In case of using a Maven plugin in a project which also produces the maven plugin, this is guaranteed to fail - Especially during releases. While during normal development, Maven will probably just download the latest SNAPSHOT from our Maven repository and be happy with this and not complain that this version will be overwritten later on in the build. It will just use the new version as soon as it has to.

During releases however the release plugin changes the version to a release version and then spawns a build. In this case the build will fail because there is no Plugin with that version to download. In this case the only option would be to manually build and install the plugin in the release version and to re-start the release (Which is not a nice thing for the release manager).

For this reason we have stripped down the plugin and its dependencies to an absolute minimum and have released (or will release) that separately from the rest, hoping due to the minimality of the dependencies that we will not have to do it very often.

As soon as the tooling is released, the version is updated in the PLC4X build and the release version is used without any complications.

Why are the protocol and language dependencies done so strangely?

It would certainly be a lot cleaner, if we provided the modules as plugin dependencies.

However, as we mentioned in the previous sub-chapter, Maven tries to download and configure the plugins prior to running the build.
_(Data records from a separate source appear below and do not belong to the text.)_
Issue #1373, opened 2020-06-04
bottomSheet behavior in android 10 the peekheight is messed up because of gestureInsetBottomIgnored by default is false


rafikFares:
as since version 1.2.0-alpha06 and above the feature of gestureInsetBottomIgnored  was made, and set false by default and only activate for phones with android 10+, so when testing it with default "false" in my onePlus with android 10 the peekheight is messed up

Expected behavior: peekHeight of only 10dp or whatever value i gave it

Source code: app:gestureInsetBottomIgnored="false" or doing nothing because by default is false

Android API version: Android API 10+

Material Library version: 1.2.0-alpha06+

Device: OnePlus 6 with android 10 and OnePlus 7 with android 10

to fix it i had to make app:gestureInsetBottomIgnored="true" but not much people know that this attribute exist so it may cause them a weird behavior in their app when they will update their dependency version

link to the commit of the feature : https://github.com/material-components/material-components-android/commit/4e28d9c9162d8f4c73dfa1b397f52ef5e32ed726

dsn5ft:
This shouldn't be an issue anymore as we've improved the peek height gesture inset behavior to only add the additional inset when it's needed (https://github.com/material-components/material-components-android/commit/7b620035a78f15284aed82ec6c09d5f6eb4249dc).

PR #1375, opened 2020-06-04
make gestureInsetBottomIgnored true by default to fix peekHeight in a…

rafikFares:
Solve : https://github.com/material-components/material-components-android/issues/1373


dsn5ft:
This shouldn't be an issue anymore as we've improved the peek height gesture inset behavior to only add the additional inset when it's needed (https://github.com/material-components/material-components-android/commit/7b620035a78f15284aed82ec6c09d5f6eb4249dc).

PR #1391, opened 2020-06-08
[ProgressIndicator] Fix for non dismissable progress indicator

### LINKED ISSUE #1382: [ProgressBarIndicator] Don't hide if calling show/hide is too fast
**Material design version 1.3.0-alpha01**
**Test device: Galaxy S10+ Android 10, Galaxy J5 Android 6.0.1**

ProgressBarIndicator didn't hide if I called show/hide too fast. I need to call in next time to hide it or call immediately **set progressBarIndicator.isGone = true** but it will not have animation or **delay(1second)** before progressBarIndicator.hide(). It is the same the case when I use ContentLoadingProgressBar.

```kotlin
launch {
     progressBarIndicator.show()

     val videos = videoModel.getVideos()
     videosAdapter.addData(videos.toMutableList())

     //delay(1000L)
     progressBarIndicator.hide() // don't hide if time between show and hide not enough long
 }

```

```xml
<com.google.android.material.appbar.AppBarLayout
            android:id="@+id/appBar"
            app:elevation="0dp">

            <FrameLayout
                app:layout_scrollFlags="scroll|enterAlways">

                <com.google.android.material.appbar.MaterialToolbar
                    android:id="@+id/toolbar"
                    android:layout_height="?attr/actionBarSize"
                    android:background="?themePrimary"
                    app:title="@string/videos" />

                <com.google.android.material.progressindicator.ProgressIndicator
                    android:id="@+id/progressBar"
                    style="@style/Widget.MaterialComponents.ProgressIndicator.Linear.Indeterminate"
                    android:layout_gravity="bottom"
                    android:visibility="gone"
                    app:growMode="outgoing"
                    app:indicatorColor="?colorSecondary"
                    tools:visibility="visible"/>

            </FrameLayout>

</com.google.android.material.appbar.AppBarLayout>
```

matpag:
This should fix the problem with `ProgressIndicator` , that prevent them to dismiss if `hide()` is called too quickly.

We need to evaluate the animation state every time, so I removed the check which stops logic when animations are running.

This was reproducible on catalog app fast clicking "Show" and "Hide" in the "Indeterminate Progress Indicator Demo" page.
With the fix applied, the progress indicator are dismissed correctly.

Let me know if this is ok for you.

Closes #1382

### DIFF
--- a/lib/java/com/google/android/material/progressindicator/DrawableWithAnimatedVisibilityChange.java
+++ b/lib/java/com/google/android/material/progressindicator/DrawableWithAnimatedVisibilityChange.java
@@ -206,11 +206,6 @@ abstract class DrawableWithAnimatedVisibilityChange extends Drawable implements 
     boolean shouldAnimate =
         animationDesired && progressIndicator.getGrowMode() != ProgressIndicator.GROW_MODE_NONE;
 
-    // We don't want to change visibility while show/hide animation is running.
-    if (showAnimator.isRunning() || hideAnimator.isRunning()) {
-      return false;
-    }
-
     // Cancels any running animations.
     showAnimator.cancel();
     hideAnimator.cancel();


ymarian:
Thanks for working on this! Seems to be an improvement but hide() quickly after show() still doesn't work, tested in the catalog app. I want to dig a bit deeper to get the right solution.

matpag:
In the class `ProgressIndicatorIndeterminateDemoFragment`, I've tested using this show button callback in the initialize method:
```
showButton.setOnClickListener(
	v -> {
	  for (ProgressIndicator progressIndicator : indicatorList) {
		resetProgressIndicator(progressIndicator);
		progressIndicator.show();
		progressIndicator.hide();
	  }
	});
```
I thought this was supposed the minimum call time between show and hide.
I've tested again now and it seems to work.

pekingme:
Hi @matpag, thanks for being active on this new component. The conditional statement you removed in this commit is based on the consideration of the animation continuity. Meaning if the component is showing halfway with a grow animation and started to hide, it won't immediately fully shown and start to play the hide animation. Will consult with a design if this is ok.

matpag:
@pekingme You are right, I proceeded in this way because to me the animation is still great, even if the indicator starts hiding when not fully shown.

If someone doesn't want that, in the linked issue I proposed to add a new delay property to the progress indicator component so that the developers can add a "minimum hide delay" to customize this behaviour. (I can work on that too when this is fixed).

Thank you for taking the time to respond.

pekingme:
Sorry, I missed the original issue thread. That’s a good idea. Let me double check if this commit affects other things before approving it.

PR #1395, opened 2020-06-09
[Slider] Keyboard navigation fix, part 2

### LINKED ISSUE #1381: [Slider] Keyboard navigation is broken in RTL
Requires #1364. Working on a PR offline.

**Description:**

##### Focus handling
Before #1364 `RangeSlider` didn't handle passing keyboard focus correctly at all. Now it doesn't handle passing keyboard focus only in RTL - the sides are reversed.

##### Value changing
Right now, Plus key decrements and Minus key increments in RTL. **Fixing this will change behavior from the original `AbsSeekBar`**, which is also broken from this point of view.

**Expected behavior:**
Pressing Plus key increments the value of active thumb (moves the thumb left) in RTL.
Pressing Minus key decrements the value of active thumb (moves the thumb right) in RTL.
Pressing Left arrow key moves focus to left (either to another thumb or another view).
Pressing Right arrow key moves focus to right (either to another thumb or another view).

**Source code:**
These methods require changing, at minimum:
* `BaseSlider#onKeyDown`
* `BaseSlider#calculateIncrementForKey`
* `BaseSlider#focusThumbOnFocusGained`

**Android API version:** Any

**Material Library version:** 1.2.0-alpha01

**Device:** Pixel 3a Android R AVD with Google Play Intel x86 Atom_64 System Image r4

consp1racy:
Closes #1381.

Does anybody know how to test RTL in Robolectric?

It runs with `targetSdkVersion` 14 (it's unset so it takes it from `minSdkVersion`) and the only fix is having `targetSdkVersion` 17+ in build.gradle (RTL is API 17+ only) so Robolectric picks it up. Then I tried setting `@Config(qualifiers="+ldrtl)`. Then I tried setting default locale to `ar_XB` and updating system configuration with it (mimic `RuntimeEnvironment.setQualifiers(...)`). Then I tried manually setting RTL on the slider. None of this worked.

### DIFF
--- a/lib/java/com/google/android/material/slider/BaseSlider.java
+++ b/lib/java/com/google/android/material/slider/BaseSlider.java
@@ -1362,7 +1362,7 @@ abstract class BaseSlider<
     float right = normalizeValue(max);
 
     // In RTL we draw things in reverse, so swap the left and right range values
-    if (ViewCompat.getLayoutDirection(this) == ViewCompat.LAYOUT_DIRECTION_RTL) {
+    if (isRtl()) {
       return new float[] {right, left};
     } else {
       return new float[] {left, right};
@@ -1389,7 +1389,7 @@ abstract class BaseSlider<
    */
   private float normalizeValue(float value) {
     float normalized = (value - valueFrom) / (valueTo - valueFrom);
-    if (ViewCompat.getLayoutDirection(this) == ViewCompat.LAYOUT_DIRECTION_RTL) {
+    if (isRtl()) {
       return 1 - normalized;
     }
     return normalized;
@@ -1660,7 +1660,7 @@ abstract class BaseSlider<
     double position = snapPosition(touchPosition);
 
     // We might need to invert the touch position to get the correct value.
-    if (ViewCompat.getLayoutDirection(this) == ViewCompat.LAYOUT_DIRECTION_RTL) {
+    if (isRtl()) {
       position = 1 - position;
     }
     return (float) (position * (valueTo - valueFrom) + valueFrom);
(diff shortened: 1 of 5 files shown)


ymarian:
RE: testing rtl, You probably just need to recreate the slider or trigger a configuration change in the activity since it's already created before setting the qualifiers. 

On a side note it'd be awesome if you want to migrate this test to the new ActivityScenario API.

consp1racy:
For `ActivityScenario` the activity (here `AppCompatActivity`) needs to be declared in the manifest with a launcher intent filter. There's a million manifests in MDC, I wish I knew where the java test manifest for slider goes. Can Robolectric even can pick those up? Anyway, the ones that are already there (e.g. `javatests/com/google/android/material/slider/AndroidManifest.xml`) get ignored.

    java.lang.RuntimeException: Unable to resolve activity for Intent { act=android.intent.action.MAIN cat=[android.intent.category.LAUNCHER] cmp=com.google.android.material.test/androidx.appcompat.app.AppCompatActivity } -- see https://github.com/robolectric/robolectric/pull/4736 for details
        at org.robolectric.android.fakes.RoboMonitoringInstrumentation.startActivitySyncInternal(RoboMonitoringInstrumentation.java:48)
        at org.robolectric.android.internal.LocalActivityInvoker.startActivity(LocalActivityInvoker.java:34)
        at androidx.test.core.app.ActivityScenario.launch(ActivityScenario.java:207)

Shuffling around MDC internals is way beyond the scope.

lib/build.gradle
```diff
@@ -102,6 +102,8 @@ android {
 
   defaultConfig {
     minSdkVersion 14
+    //noinspection ExpiredTargetSdkVersion
+    targetSdkVersion 17
```
ymarian, line 106: I'm not super comfortable making these changes in the PR. We would have to check internally if there is any workaround or ramification from this. I think we'll probably need to create a separate test module

Can you add `@Ignore("Fix RTL support for robolectric tests")` To the new tests? We can investigate this internally! Thanks so much for working on that!

consp1racy:
wth image

consp1racy:
@ymarian Thanks, that's great news.

I noticed the `@Ignore` got moved from the individual RTL tests to the whole class. I had to put the annotation on each method on purpose because otherwise the tests would still run on my machine - the class annotation was ignored by the runner.

ymarian:
@consp1racy hmm it worked for and the build seems to be passing here:

https://travis-ci.org/github/material-components/material-components-android/jobs/699796539

Do you still have issues locally? I can roll that back

consp1racy:
@ymarian The whole thing blows up because the min sdk version is not 17, so annotating only the RTL methods wouldn't work.
obrazek

Once Robolectric to picks up test manifests this can easily be fixed, let's just do that.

So during a release the new versions of the modules wouldn’t exist, this would cause the build to fail.

We could release the protocol- and the language modules separately too, but we want the language and protocol modules to be part of the project, to not over-complicate things - especially during a release.

So the Maven plugin is built in a way, that it uses the modules dependencies and creates its own Classloader to contain all of these modules at runtime.

This brings the benefit of being able to utilize Maven’s capability of determining the build order and dynamically creating the modules build classpath.

Adding a normal dependency however would make Maven deploy the artifacts with the rest of the modules.

We don’t want that as the modules are useless as soon as they have been used to generate the code.

So we use a trick that is usually used in Web applications, for example: Here the vendor of a Servlet engine is expected to provide an implementation of the Servlet API. It is forbidden for an application to bring this along, but it is required to build the application.

For this the Maven scope provided, which tells Maven to provide it during the build, but to exclude it from any applications it builds, because it will be provided by the system running the application.

This is not quite true, but it does the trick.